Hollywood: Strike for Fair Compensation

After SAG-AFTRA, a union that represents about 160,000 Hollywood actors, was unable to reach an agreement with Hollywood’s biggest studios, union members and their supporters gathered outside the offices of major studios and streaming services, including Warner Bros, Netflix, and Disney, in Los Angeles, New York, by noon on Friday.

After the union board’s unanimous decision to strike, SAG-AFTRA president Fran Drescher addressed the media. “If we don’t stand tall right now, we are all going to be in trouble,” she said.

Actors who are striking are demanding higher pay and reconsidering residuals, which union members claim have substantially decreased due to the emergence of streaming services. Additionally, actors receive cash remuneration whenever TV series or films in which they have acted are rerun.

Actors claim that because streamers wouldn’t reveal their audience demographics, their wages have been drastically reduced and that they no longer receive the payments they used to when their successful shows or movies were rerun on television.

A strike immediately stops actors from promoting some of the biggest movies of the year.

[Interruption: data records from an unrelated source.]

PR #618, opened 2024-09-07
Generate enums for server variables

theoriginalbit:
### Motivation

Refer to proposal https://github.com/apple/swift-openapi-generator/pull/629

<details>
<summary>PR description prior to raising proposal</summary>
### Motivation

Recently in a project I was using a spec which defined variables similar to below
```yaml
servers:
  - url: https://{environment}.example.com/api/{version}
    variables:
      environment:
        default: prod
        enum:
          - prod
          - staging
          - dev
      version:
        default: v1
```

The generated code to create the default server URL was easy enough being able to utilise the default parameters
```swift
let serverURL = try Servers.server1()
```

But when I wanted to use a different variable I noticed that the parameter was generated as a string and it didn't expose the other allowed values that were defined in the OpenAPI document. It generated the following code:
```swift
/// Server URLs defined in the OpenAPI document.
internal enum Servers {
    ///
    /// - Parameters:
    ///   - environment:
    ///   - version:
    internal static func server1(
        environment: Swift.String = "prod",
        version: Swift.String = "v1"
    ) throws -> Foundation.URL {
        try Foundation.URL(
            validatingOpenAPIServerURL: "https://{environment}.example.com/api/{version}",
            variables: [
                .init(
                    name: "environment",
                    value: environment,
                    allowedValues: [
                        "prod",
                        "staging",
                        "dev"
                    ]
                ),
                .init(
                    name: "version",
                    value: version
                )
            ]
        )
    }
}
```

This meant usage needed to involve runtime checks whether the supplied variable was valid and if the OpenAPI document were to ever remove an option it could only be discovered at runtime.

```swift
let serverURL = try Servers.server1(environment: "stg") // might be a valid environment, might not
```

Looking into the OpenAPI spec for server templating and the implementation of the extension `URL.init(validatingOpenAPIServerURL:variables:)` I realised that the variables could very easily be represented by an enum in the generated code. By doing so it would also provide a compiler checked way to use a non-default variable.

### Modifications

I have introduced a new set of types translator functions in the file `translateServersVariables.swift` which can create the enum declarations for the variables. If there are no variables defined then no declaration is generated.

Each variable defined in the OpenAPI document is generated as an enum with a case that represents each enum in the document. Each enum is also generated with a static computed property with the name `default` which returns the default value as required by the OpenAPI spec. These individual variable enums are then namespaced according to the server they are applicable for, for example `Server1`, allowing servers to have identically named variables with different enum values. Finally each of the server namespace enums are members of a final namespace, `Variables`, which exists as a member of the pre-existing `Servers` namespace. A truncated example:

```swift
enum Servers { // enum generated prior to this PR
  enum Variables {
    enum Server1 {
      enum VariableName1 {
        // ...
      }
      enum VariableName2 {
        // ...
      }
    }
  }
  static func server1(/* ... */) throws -> Foundation.URL { /* declaration prior to this PR */ }
}
```

To use the new translator functions the `translateServers` function has been modified to call the `translateServersVariables` function and insert the declarations as a member alongside the existing static functions for each of the servers. The `translateServer(index:server:)` function was also edited to make use of the generated variable enums, and the code which generated the string array for `allowedValues` has been removed; runtime validation should no longer be required, as the `rawValue` of a variable enum is the value defined in the OpenAPI document.

### Result

The following spec
```yaml
servers:
  - url: https://{environment}.example.com/api/
    variables:
      environment:
        default: prod
        enum:
          - prod
          - staging
          - dev
```
Would currently generate to the output
```swift
/// Server URLs defined in the OpenAPI document.
internal enum Servers {
    ///
    /// - Parameters:
    ///   - environment:
    internal static func server1(environment: Swift.String = "prod") throws -> Foundation.URL {
        try Foundation.URL(
            validatingOpenAPIServerURL: "https://{environment}.example.com/api/",
            variables: [
                .init(
                    name: "environment",
                    value: environment,
                    allowedValues: [
                        "prod",
                        "staging",
                        "dev"
                    ]
                )
            ]
        )
    }
}
```
But with this PR it would generate to be
```swift
/// Server URLs defined in the OpenAPI document.
internal enum Servers {
    /// Server URL variables defined in the OpenAPI document.
    internal enum Variables {
        /// The variables for Server1 defined in the OpenAPI document.
        internal enum Server1 {
            /// The "environment" variable defined in the OpenAPI document.
            ///
            /// The default value is "prod".
            internal enum Environment: Swift.String {
                case prod
                case staging
                case dev
                /// The default variable.
                internal static var `default`: Environment {
                    return Environment.prod
                }
            }
        }
    }
    ///
    /// - Parameters:
    ///   - environment:
    internal static func server1(environment: Variables.Server1.Environment = Variables.Server1.Environment.default) throws -> Foundation.URL {
        try Foundation.URL(
            validatingOpenAPIServerURL: "https://{environment}.example.com/api/",
            variables: [
                .init(
                    name: "environment",
                    value: environment.rawValue
                )
            ]
        )
    }
}
```

Now when it comes to usage
```swift
let url = try Servers.server1() // ✅ works

let url = try Servers.server1(environment: .default)  // ✅ works

let url = try Servers.server1(environment: .staging)  // ✅ works

let url = try Servers.server1(environment: .stg)  // ❌ compiler error, stg not defined on the enum

// some time later staging gets removed from OpenAPI document
let url = try Servers.server1(environment: . staging)  // ❌ compiler error, staging not defined on the enum
```

If the document does not define enum values for the variable, an enum is still generated with a single member (the default required by the spec).

```yaml
servers:
  - url: https://example.com/api/{version}
    variables:
      version:
        default: v1
```

Before this PR:
```swift
/// Server URLs defined in the OpenAPI document.
internal enum Servers {
    ///
    /// - Parameters:
    ///   - version:
    internal static func server1(version: Swift.String = "v1") throws -> Foundation.URL {
        try Foundation.URL(
            validatingOpenAPIServerURL: "https://example.com/api/{version}",
            variables: [
                .init(
                    name: "version",
                    value: version
                )
            ]
        )
    }
}
```

With this PR:
```swift
/// Server URLs defined in the OpenAPI document.
internal enum Servers {
    /// Server URL variables defined in the OpenAPI document.
    internal enum Variables {
        /// The variables for Server1 defined in the OpenAPI document.
        internal enum Server1 {
            /// The "version" variable defined in the OpenAPI document.
            ///
            /// The default value is "v1".
            internal enum Version: Swift.String {
                case v1
                /// The default variable.
                internal static var `default`: Version {
                    return Version.v1
                }
            }
        }
    }
    ///
    /// - Parameters:
    ///   - version:
    internal static func server1(version: Variables.Server1.Version = Variables.Server1.Version.default) throws -> Foundation.URL {
        try Foundation.URL(
            validatingOpenAPIServerURL: "https://example.com/api/{version}",
            variables: [
                .init(
                    name: "version",
                    value: version.rawValue
                )
            ]
        )
    }
}
```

The international premiere of Disney’s illustrious movie Haunted Mansion became the first significant Hollywood occasion to go on without its stars, Danny DeVito and Jamie Lee Curtis.

In support of the strike, the actors of the eagerly anticipated new movie “Oppenheimer” skipped the London premiere.

The last strike by the actors’ union took place in 1980 and lasted for more than three months.

As writers join them in the first industry-wide walkout in 63 years, the strike began at midnight on Thursday and immediately put an end to the massive film and television industries.

This results in the suspension of most film and television projects as Hollywood actors and writers go on strike at the same time for the first time in more than 60 years.

After the talks broke down, the union released a statement warning that “artificial intelligence poses an existential threat to the creative professions” and lamenting how “the rise of the streaming ecosystem severely eroded” actors’ earnings.

In an effort to get streaming gigantic corporations to accept a more equitable profit split and improved working conditions, tens of thousands of Hollywood actors have joined authors in taking industrial action.

Calendar rearranging has already started at certain film studios. Major movie releases may be delayed if the strikes continue.